Data for this exercise:
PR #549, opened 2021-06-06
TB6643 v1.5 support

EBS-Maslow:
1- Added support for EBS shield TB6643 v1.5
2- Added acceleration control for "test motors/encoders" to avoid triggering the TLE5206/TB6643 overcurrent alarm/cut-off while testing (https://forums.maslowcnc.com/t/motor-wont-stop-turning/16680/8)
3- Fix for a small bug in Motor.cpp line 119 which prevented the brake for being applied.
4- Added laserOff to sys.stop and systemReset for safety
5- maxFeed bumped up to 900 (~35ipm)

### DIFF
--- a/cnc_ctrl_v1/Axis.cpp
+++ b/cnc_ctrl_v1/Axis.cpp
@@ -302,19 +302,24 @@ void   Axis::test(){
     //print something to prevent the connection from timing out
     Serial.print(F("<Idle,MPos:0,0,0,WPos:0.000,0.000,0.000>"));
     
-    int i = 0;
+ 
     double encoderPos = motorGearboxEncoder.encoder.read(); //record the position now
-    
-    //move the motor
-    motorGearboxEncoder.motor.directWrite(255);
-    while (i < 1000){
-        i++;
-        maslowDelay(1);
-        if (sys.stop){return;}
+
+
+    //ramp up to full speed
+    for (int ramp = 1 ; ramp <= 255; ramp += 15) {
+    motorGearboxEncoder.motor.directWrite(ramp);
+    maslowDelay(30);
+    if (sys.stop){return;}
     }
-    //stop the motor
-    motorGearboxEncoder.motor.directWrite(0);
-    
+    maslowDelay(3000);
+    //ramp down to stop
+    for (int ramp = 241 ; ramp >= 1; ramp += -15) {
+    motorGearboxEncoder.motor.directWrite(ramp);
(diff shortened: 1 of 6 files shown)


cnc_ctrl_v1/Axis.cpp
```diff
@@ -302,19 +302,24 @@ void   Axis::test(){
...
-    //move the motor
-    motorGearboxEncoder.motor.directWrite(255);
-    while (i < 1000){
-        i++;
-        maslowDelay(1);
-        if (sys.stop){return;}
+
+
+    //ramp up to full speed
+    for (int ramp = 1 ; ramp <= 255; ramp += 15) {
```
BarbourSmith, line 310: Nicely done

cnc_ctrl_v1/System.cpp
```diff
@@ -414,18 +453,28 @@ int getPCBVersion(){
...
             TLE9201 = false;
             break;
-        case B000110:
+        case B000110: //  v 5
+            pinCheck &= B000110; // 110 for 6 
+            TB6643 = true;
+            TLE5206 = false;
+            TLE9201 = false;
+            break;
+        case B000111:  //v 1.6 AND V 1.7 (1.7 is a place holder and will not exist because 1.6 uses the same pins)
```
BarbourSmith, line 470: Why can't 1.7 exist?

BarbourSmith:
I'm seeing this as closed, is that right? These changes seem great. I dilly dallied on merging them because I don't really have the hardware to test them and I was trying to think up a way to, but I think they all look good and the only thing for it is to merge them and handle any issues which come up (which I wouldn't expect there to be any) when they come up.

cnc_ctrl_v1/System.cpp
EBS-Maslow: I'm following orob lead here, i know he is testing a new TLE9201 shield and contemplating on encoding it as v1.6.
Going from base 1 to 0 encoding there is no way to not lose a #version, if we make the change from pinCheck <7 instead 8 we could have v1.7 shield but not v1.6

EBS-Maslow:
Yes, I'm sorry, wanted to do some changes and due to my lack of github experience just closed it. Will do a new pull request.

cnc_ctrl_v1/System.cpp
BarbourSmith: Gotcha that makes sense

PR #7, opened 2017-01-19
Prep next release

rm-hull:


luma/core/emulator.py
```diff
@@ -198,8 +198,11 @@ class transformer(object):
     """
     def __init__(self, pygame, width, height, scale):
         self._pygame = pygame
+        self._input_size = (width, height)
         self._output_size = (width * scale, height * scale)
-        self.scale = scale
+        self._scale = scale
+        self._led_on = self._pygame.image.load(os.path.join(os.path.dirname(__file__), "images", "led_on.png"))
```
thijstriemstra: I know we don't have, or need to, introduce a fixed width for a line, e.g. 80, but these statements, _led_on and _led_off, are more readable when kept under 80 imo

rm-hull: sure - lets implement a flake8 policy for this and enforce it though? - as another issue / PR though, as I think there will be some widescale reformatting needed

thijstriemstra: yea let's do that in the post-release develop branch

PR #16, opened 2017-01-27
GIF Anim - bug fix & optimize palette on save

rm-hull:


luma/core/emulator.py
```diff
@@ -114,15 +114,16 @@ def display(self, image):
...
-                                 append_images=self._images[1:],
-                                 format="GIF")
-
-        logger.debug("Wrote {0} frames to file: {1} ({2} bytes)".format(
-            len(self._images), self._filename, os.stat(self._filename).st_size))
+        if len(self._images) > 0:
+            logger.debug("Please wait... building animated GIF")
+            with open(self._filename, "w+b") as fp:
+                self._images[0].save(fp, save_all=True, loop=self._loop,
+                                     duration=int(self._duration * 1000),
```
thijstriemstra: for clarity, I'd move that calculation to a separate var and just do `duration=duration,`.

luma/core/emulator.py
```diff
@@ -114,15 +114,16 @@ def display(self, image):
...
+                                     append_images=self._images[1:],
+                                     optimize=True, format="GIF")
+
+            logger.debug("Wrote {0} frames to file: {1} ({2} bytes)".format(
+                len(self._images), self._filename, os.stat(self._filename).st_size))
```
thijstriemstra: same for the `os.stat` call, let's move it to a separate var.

What is required: Scan the listing for the string "save". Copy each line that has it.

Output below:
GIF Anim - bug fix & optimize palette on save
+                self._images[0].save(fp, save_all=True, loop=self._loop,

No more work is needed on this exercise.